▶ _WORK REQUIRED_
Working from the records below, repeat exactly the lines starting at the line that contains "PR #4422, opened 2025-06-29" and ending at the line that contains "Aaand even more", inclusive.

▶ _MATERIAL FOR THIS TASK_
------------------------------------

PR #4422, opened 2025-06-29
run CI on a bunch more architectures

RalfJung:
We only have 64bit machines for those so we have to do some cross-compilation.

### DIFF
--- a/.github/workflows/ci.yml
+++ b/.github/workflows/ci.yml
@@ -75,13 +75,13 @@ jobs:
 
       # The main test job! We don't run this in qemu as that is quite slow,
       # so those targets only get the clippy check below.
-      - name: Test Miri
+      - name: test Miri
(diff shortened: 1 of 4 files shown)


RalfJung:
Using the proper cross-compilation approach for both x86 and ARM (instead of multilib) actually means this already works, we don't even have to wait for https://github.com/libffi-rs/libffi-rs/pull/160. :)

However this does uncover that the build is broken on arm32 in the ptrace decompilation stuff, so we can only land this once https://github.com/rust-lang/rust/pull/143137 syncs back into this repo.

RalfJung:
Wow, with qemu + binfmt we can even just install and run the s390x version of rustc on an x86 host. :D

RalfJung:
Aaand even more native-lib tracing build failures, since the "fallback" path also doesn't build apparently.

------------------------------------

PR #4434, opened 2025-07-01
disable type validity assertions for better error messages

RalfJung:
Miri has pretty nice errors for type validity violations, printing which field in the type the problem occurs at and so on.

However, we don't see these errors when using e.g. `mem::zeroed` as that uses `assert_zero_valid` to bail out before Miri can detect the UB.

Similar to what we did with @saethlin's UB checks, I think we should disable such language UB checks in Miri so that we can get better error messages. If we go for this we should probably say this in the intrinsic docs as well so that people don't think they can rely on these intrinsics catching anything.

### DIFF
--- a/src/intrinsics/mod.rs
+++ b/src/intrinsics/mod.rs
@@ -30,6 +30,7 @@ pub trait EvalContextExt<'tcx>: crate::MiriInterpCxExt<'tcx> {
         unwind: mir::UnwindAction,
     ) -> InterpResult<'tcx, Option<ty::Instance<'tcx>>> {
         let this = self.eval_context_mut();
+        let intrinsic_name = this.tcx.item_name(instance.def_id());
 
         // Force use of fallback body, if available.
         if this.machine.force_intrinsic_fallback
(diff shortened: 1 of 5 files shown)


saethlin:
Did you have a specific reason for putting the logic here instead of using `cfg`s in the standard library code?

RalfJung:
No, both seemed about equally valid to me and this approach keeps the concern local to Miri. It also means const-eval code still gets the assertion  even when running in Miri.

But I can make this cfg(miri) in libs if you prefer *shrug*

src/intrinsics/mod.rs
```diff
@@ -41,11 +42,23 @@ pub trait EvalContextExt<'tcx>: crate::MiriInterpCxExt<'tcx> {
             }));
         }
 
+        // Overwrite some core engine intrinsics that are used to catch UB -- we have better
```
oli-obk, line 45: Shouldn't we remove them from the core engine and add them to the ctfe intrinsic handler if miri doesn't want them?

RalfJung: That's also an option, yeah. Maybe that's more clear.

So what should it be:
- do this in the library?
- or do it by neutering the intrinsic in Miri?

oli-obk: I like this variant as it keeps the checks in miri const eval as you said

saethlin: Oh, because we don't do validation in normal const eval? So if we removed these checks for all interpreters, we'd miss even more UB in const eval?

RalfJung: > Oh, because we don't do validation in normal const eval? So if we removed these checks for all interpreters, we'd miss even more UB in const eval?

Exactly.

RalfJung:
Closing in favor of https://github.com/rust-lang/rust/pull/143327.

------------------------------------

▶ _SOLUTION BELOW_
PR #4422, opened 2025-06-29
run CI on a bunch more architectures

RalfJung:
We only have 64bit machines for those so we have to do some cross-compilation.

### DIFF
--- a/.github/workflows/ci.yml
+++ b/.github/workflows/ci.yml
@@ -75,13 +75,13 @@ jobs:
 
       # The main test job! We don't run this in qemu as that is quite slow,
       # so those targets only get the clippy check below.
-      - name: Test Miri
+      - name: test Miri
(diff shortened: 1 of 4 files shown)


RalfJung:
Using the proper cross-compilation approach for both x86 and ARM (instead of multilib) actually means this already works, we don't even have to wait for https://github.com/libffi-rs/libffi-rs/pull/160. :)

However this does uncover that the build is broken on arm32 in the ptrace decompilation stuff, so we can only land this once https://github.com/rust-lang/rust/pull/143137 syncs back into this repo.

RalfJung:
Wow, with qemu + binfmt we can even just install and run the s390x version of rustc on an x86 host. :D

RalfJung:
Aaand even more native-lib tracing build failures, since the "fallback" path also doesn't build apparently.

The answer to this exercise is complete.